Figure 3.

Expression and function of NANOG in CD133⁺ GBM cells. (A) Gene expression levels determined by RT–qPCR shown as the ratios of the expression values of CD133⁺ cells over those of CD133⁻ cells, of GBM-8 and GBM-12 cells, after normalization with housekeeping genes. Enhanced levels ⩾1.5-fold are in red and repressed levels ⩽50% are in blue. CD133⁺ cells express higher levels of NANOG/P8 as compared with CD133⁻ cells. (B) Quantification of the levels of mRNA expression of NANOG/P8 (NANOG + NANOGP8) and of NANOGP8 alone in freshly MACS-sorted CD133⁺ versus CD133⁻ GBM-8 cells.

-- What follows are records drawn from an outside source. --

Issue #639, opened 2026-07-31
docs: add shell completion setup guide to CLI Reference and Installation pages


lizhengfeng101:
## Description

The `ocr completion` command (supporting bash, zsh, fish, and powershell) is fully implemented but has **zero documentation** — it is not mentioned in the CLI Reference, Installation page, README, or any other doc page.

Shell completion requires manual setup by the user (e.g., `source <(ocr completion zsh)`), so it needs documentation to be discoverable.

### 1. CLI Reference — add `ocr completion` section

- Files: `pages/src/content/docs/{en,zh,ja}/cli-reference.md`
- Add an `## ocr completion` section alongside the existing `ocr review`, `ocr config`, etc. sections
- Document the command format: `ocr completion [bash|zsh|fish|powershell]`
- Include per-shell one-shot and persistent setup instructions (reference the help text in `cmd/opencodereview/completion.go:32-61` for accurate content)

### 2. Installation — add optional post-install step

- Files: `pages/src/content/docs/{en,zh,ja}/installation.md` and `pages/src/content/docs/ru/installation.md`
- Add a brief "Enable Shell Completion" section after the "Verifying the install" section
- One sentence explaining what it does, a quick bash/zsh example, and a link to the CLI Reference for full details

### 3. README — no changes needed

Shell completion is an optional enhancement, not part of the core usage flow. The README already links to the docs site where users can find it.

## Acceptance Criteria

- [ ] `ocr completion` section added to CLI Reference in en, zh, ja
- [ ] Brief "Enable Shell Completion" section added to Installation in en, zh, ja, ru
- [ ] Content matches the actual supported shells and setup steps in `cmd/opencodereview/completion.go`
- [ ] Docs site renders correctly locally (`cd pages && npm run dev`)
- [ ] All three language versions (en/zh/ja) have equivalent content; ru only needs the installation section

## Context

Discovered during code review of the Cobra CLI migration PR — the `completion` command was added but documentation was not updated. The CLI Reference page is also missing `scan` and `delegate` commands, but those are separate issues.

Reference: the help text in [`cmd/opencodereview/completion.go`](https://github.com/alibaba/open-code-review/blob/main/cmd/opencodereview/completion.go) contains the per-shell instructions that should be reflected in the docs.

Ritvvvik:
Hi @lizhengfeng101 can i take up

lizhengfeng101:
> Hi @lizhengfeng101 can i take up

yes assigned

[...]

PR #652, opened 2026-07-31
docs: add shell completion setup guide for CLI Reference and Installation (#639)

Ritvvvik:
Documents the `ocr completion` command (bash/zsh/fish/powershell), which is implemented but has zero documentation.

## CLI Reference (en, zh, ja)

- New `## ocr completion` section alongside the existing command sections
- Command format: `ocr completion [bash|zsh|fish|powershell]`
- Per-shell one-shot and persistent setup instructions, matching the help text in `cmd/opencodereview/completion.go`

## Installation (en, zh, ja, ru)

- New "Enable Shell Completion" section after "Verifying the install"
- One-line explanation, quick shell example, and a link to the CLI Reference for full details

Content verified against the shells and setup steps in `cmd/opencodereview/completion.go`. Docs site renders correctly locally via `cd pages && npm run dev`.


lizhengfeng101 (approved):
LGTM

Normalization was set so that CD133⁻ levels equal 1. NANOGP8 shows a similar enrichment to that of the combined genes in CD133⁺ cells. (C) Normalized enrichment of NANOG → RFP⁺ cells in CD133⁺ versus CD133⁻ GBM-8 cells. Normalization was performed by equating the level in the unsorted parental population to 1. (D) Acute (16 h) BrdU incorporation assay on freshly sorted CD133⁺ and CD133⁻ cells of GBM-8 showing a selective effect of NANOG kd in CD133⁺ cells at this early time point. (E) Red/green competition assay in vitro testing for the changes in GFP⁺ experimental cells co-expressing shNANOG-1 or controlGFP-1 versus RFP⁺-control cells. Cells were transduced, FACS sorted to obtain 100% transduced cell populations, mixed and 5 days later sorted for CD133 by MACS. MACS-sorted cells were then FACS analysed to determine the relative GFP/RFP ratios per culture condition shown in the graph. Asterisks denote significative changes (P<0.05).